41 . The method of claim 40, wherein the microfluidic flow channels comprise three microfluidic flow channels; and the method comprises applying by the signal generator three different frequencies of the excitation signal respectively to the three microfluidic channels.

42. The method of claim 41, wherein the three different frequencies are about 490 kHz, about 500 kHz, and about 510 kHz, respectively.

43. The method of any one of claims 36-42, wherein the excitation signal comprises sinusoidal excitation signals.

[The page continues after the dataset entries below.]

PR #132, opened 2021-07-06
fix: collection convert should handle tddl results as well

cyjake:
- vanilla mysql: `[ { '': { count: 1 } } ]`
- tddl: `[ { [table]: { count: 1 } } ]`

### DIFF
--- a/src/collection.js
+++ b/src/collection.js
@@ -134,15 +134,16 @@ function dispatch(spell, rows, fields) {
  */
 function convert(spell, rows, fields) {
   const results = [];
-  const { joins } = spell;
+  const { groups, joins, columns } = spell;
   const { table, tableAlias } = spell.Model;
 
   // await Post.count()
-  if (rows.length <= 1 && spell.columns.length === 1) {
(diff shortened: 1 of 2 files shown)


src/collection.js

44. The method of any one of claims 36-43, comprising demodulating by the impedance analyzer impedance responses of the microfluidic flow channels from the output signal received from the common electrode.

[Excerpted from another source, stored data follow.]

PR #133, opened 2021-07-08
fix: renamed attribute should remain enumerable

cyjake:
even if there is getter method with same name. Also added `Model.Instance` in sequelize adapter

### DIFF
--- a/src/adapters/sequelize.js
+++ b/src/adapters/sequelize.js
@@ -126,6 +126,10 @@ module.exports = Bone => {
       return true;
     }
 
+    static get Instance() {
+      return this;
+    }
+
     /**
      * add scope see https://sequelize.org/master/class/lib/model.js~Model.html#static-method-addScope
      *
--- a/src/bone.js
+++ b/src/bone.js
@@ -935,9 +935,7 @@ class Bone {
       }
     }
 
-    const descriptors = {};
     for (const name in attributes) this.loadAttribute(name);
-    Object.defineProperties(this.prototype, descriptors);
 
     Object.defineProperties(this, looseReadonly({
       timestamps,
--- a/src/bone.js
+++ b/src/bone.js
@@ -936,23 +936,7 @@ class Bone {
     }
 
     const descriptors = {};
-    for (const name in attributes) {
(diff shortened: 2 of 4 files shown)


src/adapters/sequelize.js
```diff
@@ -126,6 +126,10 @@ module.exports = Bone => {
       return true;
     }
 
+    static get Instance() {
+      return this;
+    }
```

45. The method of any one of claims 36-44, comprising applying a wavelet filter to the output signal.

46. The method of any one of claims 36-45, further comprising applying a Hampel filter to the output signal.

47. The method of any one of claims 36-46, wherein the biological entity comprises a bacterium, a virus, a protein, a microparticle, a nanoparticle, a nucleic acid, a biomarker, or a bead with a biological material attached thereto.

48. The method of any one of claims 36-46, wherein the biological entity comprises any one of red blood cell, white blood cell, platelet, hematocrit, hemoglobin, neutrophil, lymphocyte, microbial, and a combination thereof.

49. The method of claim 48, comprising determining a number, a concentration, or a percentage of one or more of white blood cells, lymphocytes, and neutrophils in the sample.

50. The method of any one of claims 36-49, comprising determining a neutrophil: lymphocyte ratio.

51 . The method of claim 50, comprising identifying a disease or disorder or monitoring progression of the disease or disorder by comparing the neutrophil: lymphocyte ratio to a control ratio.

52. The method of any one of claims 37-51, comprising identifying a disease or disorder or monitoring progression of the disease or disorder based on one or more characteristics selected from white blood cell counts, concentration of neutrophils, percentage of neutrophils, volume of neutrophils, concentration of lymphocytes, percentage of lymphocytes, volume of neutrophils, volume of lymphocytes, neutrophil to lymphocyte ratio, flagging high or low WBC levels, neutrophil levels, or lymphocytes, volume distribution skew, conductivity and electrical scattering properties of cells, membrane capacitance and conductivity, cytoplasm electrical properties, and others.

53. The method of claim 52, wherein identifying a disease or disorder or monitoring progression of the disease or disorder is performed by a machine learning module.

54. The method of any one of claims 37-53, wherein the disease or disorder is a bacterial or viral infection.

55. The method of claim 54, wherein the disease or disorder comprises influenza or SARS-CoV-2.

56. The method of any one of claims 36-55, wherein the sample comprises a bodily fluid.

57. The method of claim 56, wherein the bodily fluid comprises blood.

58. The method of any one of claims 36-57, further comprising contacting the sample with a lysis reagent for a period of time.